◆ YOUR OBJECTIVE ◆
From the entries below, pull out each line where "design" appears.

'''

PR #189, opened 2018-09-13
Add unpublished idl documents to iterate on

sloretz:
~~~This PR combines the 4 IDL design documents into one page.~~~

Edit: PR now is the bare minimum to start parallelizing design doc work

### DIFF
--- a/articles/142_idl.md
+++ b/articles/142_idl.md
@@ -1,0 +1,37 @@
+---
+layout: default
+title: IDL - Interface Definition and Language Mapping
+permalink: articles/idl_interface_definition.html
+abstract:
+  This describes defining interfaces using a subset of the [Interface Definition Language](https://www.omg.org/spec/IDL/) (IDL).
+published: false
+author: '[Dirk Thomas](https://github.com/dirk-thomas)'
+categories: Interfaces
+---
+
+{:toc}
+
+# {{ page.title }}
+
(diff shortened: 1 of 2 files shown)


mikaelarguedas:
Is this PR the first of a series?

As this page is getting pretty long and doesn't have the information for C generated structures I think we could benefit from more combination in that document.
For example I did found summary tables for types useful in the past: https://github.com/ros2/ros2/wiki/About-ROS-Interfaces#211-field-types (rather than 1 table per language)

sloretz:
@mikaelarguedas Now it's the first of a series. The content of this PR has been replaced to add two unpublished documents. One is a copy of the existing interface definition, the other is a stub for new content

dirk-thomas (dismissed):

dirk-thomas:
> One is a copy of the existing interface definition, the other is a stub for new content

In order to maintain the history please use one commit duplicating the existing file without any changes and a separate commit to update the header. The second commit can also contain the new document (I don't mind about that one). This should be merged without squashing then.

sloretz:
> In order to maintain the history please use one commit duplicating the existing file without any changes 

Done 97c52bb  and ~~~aef9f12~~~ 031af7a

dirk-thomas (approved):
Thanks for iterating on this.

'''

◆ REPLY TO THE TASK ◆
~~~This PR combines the 4 IDL design documents into one page.~~~
Edit: PR now is the bare minimum to start parallelizing design doc work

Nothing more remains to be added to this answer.